PR #545, opened 2023-05-09
Update main branch version

drgora:
This PR updates the software version on the `main` branch to clarify that `main` contains software being actively developed, which does not represent a stable release.


JackPiri (approved):
The PR is fine to me.
Thanks

a-petrini (approved):
PR looks good, nothing to report

README.md
```diff
@@ -1,4 +1,4 @@
-Zen 3.3.1
+Zen 4.0.99
```
ptagl, line 1: I wonder if this version shouldn't be `4.1.99` considering that we are currently working on features planned for `v4.1.0`.

What do you think?

ptagl (changes requested):

README.md
drgora: That's a very interesting point. I think of what we have in main now as what will eventually be included in version `4.1`, so it is something that happens before `4.1`. This is my reasoning for preferring `4.0.99`, like other projects do.

On the other hand I believe both forms are generally used, and I see that bitcoin is using the `4.1.99` scheme, so that might be a point in favor of it.

All in all, I don't see any strong point in favor of either option. If we all agree, I can change it to `4.1.99`.

ptagl: I didn't consider this perspective at the beginning but it definitely makes sense: it feels more "natural" switching from `4.0.99` to `4.1.0` when creating the next release compared to switching from `4.1.99` back to `4.1.0`.

It's still possible, however, that we will end up having to release `4.0.1` or `4.0.2`, but typically the release preparation should start from `v4.0.x` branch with some eventual cherry-picks.

All in all, I like the proposed approach, let's keep it as it is, thanks!

ptagl (approved):

PR #546, opened 2023-05-09
Adapt repository for incremental release notes

JackPiri:
This PR adapt repository for incremental release notes:

- release note template file "./doc/release-notes.md" has been removed
- current release note file has been created and populated "./doc/release-notes/release-notes-current.md"

In this particular case, the current release note file has been populated starting from main branch commit f3e17aa67d0c62287604d31c15f1c55df350e671 and excluding:

- e33877ec5579f10b848f1735cd49da7a7ba1868d [#532] (because this PR targets only an internal tool used for release preparation)
- 54f5020ae7c2b211a58792f12e635f7e2399eca2 [#542] (because this PR is already included in 4.0.0-rc3)

### DIFF
--- a/doc/release-notes/release-notes-current.md
+++ b/doc/release-notes/release-notes-current.md
@@ -1,0 +1,26 @@
+zend v4.0.99
+=========
+
+## Important notes
+- PR [#526](https://github.com/HorizenOfficial/zen/pull/526) implements [ZenIP-42204](https://github.com/HorizenOfficial/ZenIPs/blob/master/zenip-42204.md), which introduces a hard fork disabling the possibility to move transparent funds to shield addresses. After the hard fork, only shielded-to-shielded and shielded-to-transparent transactions will be allowed. For this reason, the following RPC commands have been (partially or fully) deprecated: `z_sendmany`, `z_shieldcoinbase` and `z_mergetoaddress` (check inline documentation for additional details).
+- PR [#539](https://github.com/HorizenOfficial/zen/pull/541) modifies the data structure returned by RPC method `getrawmempool` [#539](https://github.com/HorizenOfficial/zen/pull/539)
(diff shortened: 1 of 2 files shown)


a-petrini (approved):
Looks good!
Thanks

doc/release-notes/release-notes-current.md
```diff
@@ -0,0 +1,25 @@
+zend v4.0.99
+=========
+
```
ptagl, line 3: Given that in this release we introduced a couple of changes potentially having quite an impact on users, I think it could be useful to add some notes to make it more explicit what they could expect from the next release, for instance something like this:

```suggestion

Important notes:
- PR [#541](https://github.com/HorizenOfficial/zen/pull/541) fixes an issue that made Explorers, relying on `zend` RPC commands, not to show old transactions including P2PK scripts. The fix will have an effect only on blocks processed after the update, so if you are running an explorer you need to run a (fast) reindex to fix how the old blocks affected are shown. However, reindexing is not mandatory.
- PR [#526](https://github.com/HorizenOfficial/zen/pull/526) implements [ZenIP-42204](https://github.com/HorizenOfficial/ZenIPs/blob/master/zenip-42204.md), which introduces a hard fork disabling the possibility to move transparent funds to shield addresses. After the hard fork, only shielded-to-shielded and shielded-to-transparent transactions will be allowed. For this reason, some RPC commands related to shielded addresses have been deprecated and may partially or completely stop working after the hard fork.

```

ptagl (changes requested):

doc/release-notes/release-notes-current.md
JackPiri: Ok aligned based on your suggestion, with minor revisions and changes,

drgora (approved):

ptagl (approved):

PR #554, opened 2023-05-18
fReindexFast and fReindex change to atomic<bool>

titusen:
Due to thread safety these two variables are changed atomic.


titusen:
Incorrect git gpg certifiacte was used to commit

PR #559, opened 2023-05-24
[ZEND-517] Unnecessary log lines removal

titusen:
As above

### DIFF
--- a/src/clientversion.cpp
+++ b/src/clientversion.cpp
@@ -102,14 +102,25 @@ const std::string CLIENT_DATE(BUILD_DATE);
 
 std::string FormatVersion(int nVersion)
 {
-    if (nVersion % 100 < 25)
-        return strprintf("%d.%d.%d-beta%d", nVersion / 1000000, (nVersion / 10000) % 100, (nVersion / 100) % 100, (nVersion % 100)+1);
-    if (nVersion % 100 < 50)
+    if (nVersion % 100 == 0) 
+    {
+        return strprintf("%d.%d.%d-alpha", nVersion / 1000000, (nVersion / 10000) % 100, (nVersion / 100) % 100);
+    } 
+    else if (nVersion % 100 < 25)
+    {
+        return strprintf("%d.%d.%d-beta%d", nVersion / 1000000, (nVersion / 10000) % 100, (nVersion / 100) % 100, (nVersion % 100));
+    }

::::::::

(Work order): Retype exactly the lines of the data above that fall between the line with "Incorrect git gpg" and the line with "const std::string CLIENT_DATE(BUILD_DATE);", inclusive, and add nothing.

(Solution for this problem):
Incorrect git gpg certifiacte was used to commit

PR #559, opened 2023-05-24
[ZEND-517] Unnecessary log lines removal

titusen:
As above

### DIFF
--- a/src/clientversion.cpp
+++ b/src/clientversion.cpp
@@ -102,14 +102,25 @@ const std::string CLIENT_DATE(BUILD_DATE);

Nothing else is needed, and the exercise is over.